■ TRY IT
All of the data below should be copied exactly as it stands.
━━━━━━━━━━━━━━━━━━━━
PR #1669, opened 2023-08-08
Add logic to retrieve current resource usage

mr0re1:


pkg/validators/quota.go
```diff
@@ -216,3 +218,56 @@ func serviceLimits(consumer string, service string) ([]*sub.ConsumerQuotaMetric,
...
+	s, err := cm.NewService(context.Background())
+	if err != nil {
+		return usageProvider{}, err
+	}
+
+	u := map[usageKey]int64{}
+	err = s.Projects.TimeSeries.List("projects/"+project_id).
+		Filter(`metric.type="serviceruntime.googleapis.com/quota/allocation/usage" resource.type="consumer_quota"`).
+		IntervalEndTime(time.Now().Format(time.RFC3339)).
+		// Quota usage metrics get duplicated once a day
```
rohitramu, line 255: Is this only true for metrics that haven't changed in 24 hours?  Or will we only be able to retrieve data that's up to 24 hours old?

rohitramu (approved):

pkg/validators/quota.go
mr0re1: If metric wasn't updated with 24 hours, it will be duplicated.
It is to prevent metrics that aren't update frequently to fall of the horizon.

PR #1997, opened 2023-11-28
Add modules metadata. Part 1 of 4

mr0re1:


harshthakkar01:
Would be good to add description as to why we are adding this metadata.

harshthakkar01 (approved):

PR #2002, opened 2023-11-28
Split `pkg/validators/validators.go` on multiple files.

mr0re1:
**NO CODE CHANGES** just moving around.


harshthakkar01:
━━━━━━━━━━━━━━━━━━━━
■ REPLY TO THE TASK
PR #1669, opened 2023-08-08
Add logic to retrieve current resource usage

mr0re1:


pkg/validators/quota.go
```diff
@@ -216,3 +218,56 @@ func serviceLimits(consumer string, service string) ([]*sub.ConsumerQuotaMetric,
...
+	s, err := cm.NewService(context.Background())
+	if err != nil {
+		return usageProvider{}, err
+	}
+
+	u := map[usageKey]int64{}
+	err = s.Projects.TimeSeries.List("projects/"+project_id).
+		Filter(`metric.type="serviceruntime.googleapis.com/quota/allocation/usage" resource.type="consumer_quota"`).
+		IntervalEndTime(time.Now().Format(time.RFC3339)).
+		// Quota usage metrics get duplicated once a day
```
rohitramu, line 255: Is this only true for metrics that haven't changed in 24 hours?  Or will we only be able to retrieve data that's up to 24 hours old?

rohitramu (approved):

pkg/validators/quota.go
mr0re1: If metric wasn't updated with 24 hours, it will be duplicated.
It is to prevent metrics that aren't update frequently to fall of the horizon.

PR #1997, opened 2023-11-28
Add modules metadata. Part 1 of 4

mr0re1:


harshthakkar01:
Would be good to add description as to why we are adding this metadata.

harshthakkar01 (approved):

PR #2002, opened 2023-11-28
Split `pkg/validators/validators.go` on multiple files.

mr0re1:
**NO CODE CHANGES** just moving around.


harshthakkar01:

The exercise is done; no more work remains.